In this case, it's called id. I just typed in something random, because we haven't gotten to the point down here where we're actually using that ID. So it doesn't matter. But when we write the handlers, we will be using that ID. Okay, so let's try that. I'm gonna go to Auth, gonna click on Bearer, go and paste in that token, get rid of my string.

And let's run that. I didn't actually do the thing that I said I was gonna do. There we go. Run that and let's see what happens. So right now, it looks like it's just hanging, which means it's not responding to something. So let's see what's going on here.

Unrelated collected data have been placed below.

PR #1523, opened 2022-06-16
Don't replace previously searched-for text with title

vedgy:
The current page title is not a likely search term, seeing as it occurs
in many places all over the page. The user is more likely to search for
the phrase that was last searched for.

### DIFF
--- a/articleview.cc
+++ b/articleview.cc
@@ -2233,7 +2233,8 @@ void ArticleView::openSearch()
   if ( !searchIsOpened )
   {
     ui.searchFrame->show();
-    ui.searchText->setText( getTitle() );
+    if( ui.searchText->text().isEmpty() )
+      ui.searchText->setText( getTitle() );
     searchIsOpened = true;
   }
 


vedgy:
> I think the idea is for the user to be able to build on it - adding other words, that is.
> At least that's how I use it.

Yes, that must be the idea. I don't do that myself as I can type the search term fast enough to not bother editing the pre-filled word. But repeating the previous search is something I have use for. The new behavior would be more similar to web browsers, which keep the last searched-for phrase in the Find-in-page field.

Would you edit the page title more frequently than reuse/edit the previous search term?

wildekat:
>  I don't do that myself as I can type the search term fast enough to not bother editing the pre-filled word.

That's a fair point.

> Would you edit the page title more frequently than reuse/edit the previous search term?

It's only occasionally that I use this feature and I could learn to live without it, but on the other hand,
I hardly ever feel the need to reuse a search term from some previous look-up.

API products, wait. Let's look at the body. Okay, there we go. So let's go in here and add a log to our routes. Here we go. Let's add a log in here and see what the errors are doing cuz I would imagine this would not be hanging. And instead we should see error.

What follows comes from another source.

PR #1529, opened 2022-07-02
Revert "Replace a fruitless check with an assertion"

vedgy:
The assertion failure can be triggered by full-text-searching for a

So maybe something isn't right, let's see. So run this again. See what happens, go check out the log. Wait, it's there. It's just no errors. Okay, so it looks like everything here is mostly good except now with express-validator. You have to be explicit with the actual validation that you want when using the middleware.

So in the case of body name, this no longer is actually gonna trigger an error. Because there is no actual strict enforcement on it, so now you have to be explicit and say something like, this should be a string. So now if I say body must have a property on it called name, which is type string, this will now trigger the error.

Okay, so if we go run this back in the Thunder Client, and I run it, you can see that now we get back that object with the array of errors in the message. So invalid value, looking for a parameter called name on the body. So you can take this and format it however you want.

It's up to you. It really just depends on what you gonna do with those errors. If this is an API for the front-end, and the front-end is just gonna consume the errors and put them on the screen, this is really cool. But sometimes the front-end is more sophisticated and wants to do its own errors.

But either way, I think it's nice just to be able to send back all the errors that happened. And then the front-end can format that whatever way that they want, just like they do with any other data. Okay, any questions on express-validator and how to use it to validate or invalidate inputs for requests like posts and put?

>> This is the code we're going to write in every handler. I mean, we can abstract out this in-
>> You're thinking so ahead, and I love it. Yeah, I think ideally you would take all the input validators and put them in their own module. And then that way, it's just like, here's the input validators.

That way you can reuse them if you wanted to, cuz some of them might have the same, right? And you had to write them twice. So yeah, you probably would just abstract these out, put them in the file, bring them in whenever you need them. Maybe even combine a bunch of them because it's just middleware, right?

So you can put this in an array. And you can have as many of these as you want, and you can store that in some variable somewhere. And you can call this new user input validator or whatever. And every time a new user is created, you can use that.

So yeah, there's no one way to do it, and there's a lot of different ways to abstract it out. But yeah, to keep it simple, I'll probably just be writing them inline here on the routes, that way we're not adding any more overhead of organizing all the stuff.

>> Is the errors.array on line 19 coming from express-validator?
>> Yeah, so this errors string is an object, it has a bunch of functions on it. And it has an array method on it that just converts in formats all the errors to an array for you to consume.

Yeah, this is not some built-in native thing in JavaScript. It's from the validation result.